§ AIM OF THE TASK: Please return all lines of the data below containing the string "instead".

§ THE DATA:
PR #4710, opened 2016-09-29
Chapel Docs Reorg

ben-albrecht:
As Chapel documentation continues to grow, this growth demands greater efficiencies in all areas of its operation. One of the ways we've stepped up to meet these demands, is by merging the Chapel documentation hierarchy into a single directory `doc/`.

Please be aware of these changes, as they may impact you upon merging.
- `doc/sphinx` is now merged with `doc/release`, which both now live under `doc/`
  - There is no longer a distinction between the paths for docs in the release tarball and paths for the git repository. The `gen_release` script strips out the irrelevant sphinx-configuration / index files from `doc/`
  - There is now less of a distinction between the paths for docs in the `doc/` directory and the paths on the website, [chapel.cray.com/docs/master](chapel.cray.com/docs/master)
  - We no longer symlink files between these directories
  - All references to `doc/sphinx` and `doc/release` have been updated to `doc/`
  - Any skeleton directories that contain primarily generated documentation, e.g. `doc/modules`, will live in `meta/` to be copied in upon build, e.g. `cp -f .modules/* modules/`
    - This is to avoid clutter for the user browsing documentation in from the command line
- `doc/sphinx/build` is now generated as `build/doc`
- scripts for building docs now live in `doc/util`
- Makefiles for building docs now live in `doc/`
- developer docs continue to live in `doc/developer` and can be easily included into the built html documentation, once formatted over to restructured text

View the new docs layout [here](https://github.com/ben-albrecht/chapel/tree/docs-reorg/doc)

_Testing_

-  [X] `make docs`
- [x] `doc/ make docs`
- [ ] `doc/ make man-chapel`
- [x] `gen_release` tarball
- [x] test on system that requires the venv for sphinx

PR #5183, opened 2017-01-18
Build html docs into /doc/html

ben-albrecht:
**Motivation:**

Build docs hierarchy to mirror that of the release version.

**What this PR does:**

- Adds `make html-release` target which simply builds the html docs and moves them from `/build/doc/html` to `/doc/html`.
- Switches `make docs` to call `make html-release` instead of `make html`
- Cleans up the `html/` directory in the `make clean-build` target
- Moves `run-in-venv.bash` from `doc/util` to `/util`
    - it is generally useful outside of docs, and is already being used elsewhere (see chplspell)

- Following the Chapel convention that `make clean`  cleans up intermediate source files: a `make clean` at both top-level and  doc-level will only remove any generated .rst files within `doc/`

- `make clobber` (top-level and doc-level) removes everything, both source and build files, that were generated from `make docs`

- Updates `gen_release` to not doc-level clobber after `make docs`

**How this change affects the release:**

The release will now include all rst files generated during `make docs` that make up the content of the html docs. This means the `doc/` directory in the release will now contain:

- the rst generated from `chpl2rst.py`: `examples`, `primers`
- the rst generated from `chpldoc`: `builtins`, `modules`

**How this change affects most users:**

When invoking `make docs`, the final step will print out:

```
Build finished. The HTML pages are in $CHPL_HOME/doc/html.
```

and you will find your docs built into that path instead of `$CHPL_HOME/build/doc/html`.

**Testing:**

* [x] Build docs on a linux box
* [x] Build tarball with `gen_release`


ben-albrecht:
@bradcray -- as the requester of said change, are you interested in reviewing?

bradcray:
Yes

mppf:
@ben-albrecht - can you verify that a top-level 'make clobber' will remove the built docs as well? I'm guessing (from looking at the diff) that a top-level 'make clean' will not - which is fine but you should probably say clearly what happens there in the PR message.

bradcray:
I think (agree?) that 'make clean' should not remove the built docs.  The general principle we've taken for 'clean' has been that it doesn't break the things you've built, it just cleans up things that aren't strictly necessary to use those things.

ben-albrecht:
@mppf - that is correct. I have updated the PR message to clarify this. Let me know if I left anything ambiguous.

I am making edits to `gen_release` now, after my testing...

An open question: should the release contain the generated rst files (e.g. chpldoc-generated module documentation) that are used to build the full html documentation? 

We currently remove them for the release, but we leave the static rst files with the intention of having a way for people to read the documentation with a text-editor. I'm not sure what our original reason for removing the generated rst files was -- maybe because they aren't hand-written and aren't as text-readable?

doc/Makefile.sphinx
```diff
@@ -61,23 +66,32 @@ check-sphinxbuild:
 	@echo "Confirming that sphinx-build is available..."
 	@if [ $(SPHINXTEST) -eq 1 ]; then echo $(SPHINXERROR); fi
 
-html: check-sphinxbuild source clean-build
+html-release: check-sphinxbuild source clean-build
 	@echo
 	@echo "Building HTML documentation"
 	$(SPHINXBUILD) -b html $(ALLSPHINXOPTS) $(BUILDDIR)/html
 	@chmod -R ugo+rX $(BUILDDIR)
+	mv $(BUILDDIR)/html .
```
bradcray: Should this rm -r html before doing the mv?  Or can we be guaranteed that something else has already done that?

doc/Makefile.sphinx
```diff
@@ -61,23 +66,32 @@ check-sphinxbuild:
...
-	@echo "Build finished. The HTML pages are in "'$(BUILDPATH)'"/html."
+	@echo "Build finished. The HTML pages are in "'$$CHPL_HOME'"/doc/html."
 
 html-dev:
 	@echo
 	@echo "Building HTML documentation with no prerequisites (dev testing)"
 	@echo "Warnings not treated as errors"
 	$(SPHINXBUILD) -b html -d $(BUILDDIR)/doctrees $(PAPEROPT_$(PAPER)) $(SOURCEDIR) $(BUILDDIR)/html
 	@chmod -R ugo+rX $(BUILDDIR)
+	mv $(BUILDDIR)/html .
```
bradcray: Maybe "ditto" but maybe less important if this is for devs...

bradcray:
I'd forgotten about the TODOs, so was about to note that gen_release needs to be updated.

> I'm not sure what our original reason for removing the generated rst files was -- maybe because they aren't hand-written and aren't as text-readable?

I'm not sure either.  I don't think I was around when this was being hashed out.  If they aren't reasonably readable, I probably wouldn't include them (i.e., focus on human-curated files designed to be read as text).  But if they are reasonably readable, I don't know of a strong reason not to include them.

ben-albrecht:
As an example, here's what the release looks like with the clobber (current approach):

```
language   platforms     technotes
tools      users-guide   usingchapel
html
```

Without the clobber (proposed new approach):

```
builtins    language    primers     users-guide
examples    modules     technotes   usingchapel
html        platforms   tools
```

The `primers` and `examples` are very readable, although they are just a rst-ified version of the primers/hellos code. The `modules` and `builtins` contain a lot of rst markup syntax, which makes them a bit harder to read, but still readable. 

I would opt for including them just for completion, i.e. all the of html content can be found in rst form in the `doc/` directory.

doc/Makefile.sphinx
ben-albrecht: This target depends on `clean-build` which does `rm -rf html`

doc/Makefile.sphinx
ben-albrecht: This target does not depend on `clean-build` (intentionally, to save time on rebuilds). I think I need to add a manual `rm -rf html` here and change the `mv` to a `cp -r`.

bradcray:
It appears to me that the doc/ directory in the release tarball built by gen_release by this PR differs very significantly from the 1.14.0 release.  Is this intentional or a surprise?  Or am I doing something wrong (we don't do any steps to create the tarball after gen_release do we?)

1.14.0:

    README.md		debugging.rst		prereqs.rst
    bugs.rst		executing.rst		quickReference.pdf
    building.rst		html/			tasks.rst
    chapelLanguageSpec.pdf	launcher.rst		technotes/
    chplenv.rst		multilocale.rst
    compiling.rst		platforms/

this branch:

    builtins/	language/	platforms/	technotes/	users-guide/
    examples/	modules/	primers/	tools/		usingchapel/

ben-albrecht:
>  Is this intentional or a surprise?

Intentional. My [diff above](https://github.com/chapel-lang/chapel/pull/5183#issuecomment-273625775) is comparing current master's release to this branch's release. The current branch's release is different from the 1.14 release already, as a result of changes in #4710, specifically this bullet:

> There is no longer a distinction between the paths for docs in the release tarball and paths for the git repository. The gen_release script strips out the irrelevant sphinx-configuration / index files from doc/

bradcray:
Huh... I guess I hadn't realized that #4710 had made the doc/ directory look so different in the release -- I thought it was more about changing how things were built than reorganizing the release directory (and re-reading the PR doesn't make me feel like I missed much).  I'd assumed that any aspect that was unifying the directory structure was striving to make the GitHub directory structure more like the release structure rather than vice-versa.  Some things about the current layout seem a little weird to me like not having a top-level README, having two copies of the language specification, having html and rst documentation be neither symmetric nor sufficiently asymmetric that it's not clear where to start reading the rst documentation (this is related to the lack of the README).  I don't think these comments should hold up this PR, but it suggests to me that we need to do more doc/ organization work before the 1.15 release.

I don't find the sphinx-generated .rst to be particularly unreadable, so would currently err on the side of including it for symmetry; though I could also see choosing not to include it because it's quite a bit of documentation and it's hard to imagine someone preferring to read it from the command-line over the html files.

ben-albrecht:
>  I don't think these comments should hold up this PR

Alright, I am going to merge this as it is now, which includes all the rst files. We can address some of these other concerns in a future pre-1.15 code/doc freeze PR. Summarizing the concerns you brought up before, issues to address include:

- Adding a doc-level README back in
    -  Addressing where one should begin reading the rst docs
- Looking into ways of having only 1 copy of spec in the release
    - This can be achieved with a spec removal & symlink in `gen_release` script
- Ensuring symmetry between source rst docs and html docs
    - Not too much to do here, after this PR

bradcray:
My comment about symmetry between source rst docs and html docs may not have been clear.  It seems to me that in the release, we should either have:

  README.md
  rst/
  html/

or something that treats rst and html more symmetrically.  Put another way, html/ isn't a sibling of all the other directories in doc/ currently.

But the other thing I was saying was that if we believe that one of them is the "primary" documentation that we want to promote, then perhaps the lack of symmetry is OK as long as there is good explanation for it.  For example, historically, txt files (which became rst files) were the default, in which case it seemed reasonable to have .txt files that helped you get up and running at the top-level, along with key documents like the spec.  I'm not sure whether we still have a notion of "primary documentation" anymore, though...

In any event, I think this warrants more discussion.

§ WRITTEN ANSWER:
- Switches `make docs` to call `make html-release` instead of `make html`
and you will find your docs built into that path instead of `$CHPL_HOME/build/doc/html`.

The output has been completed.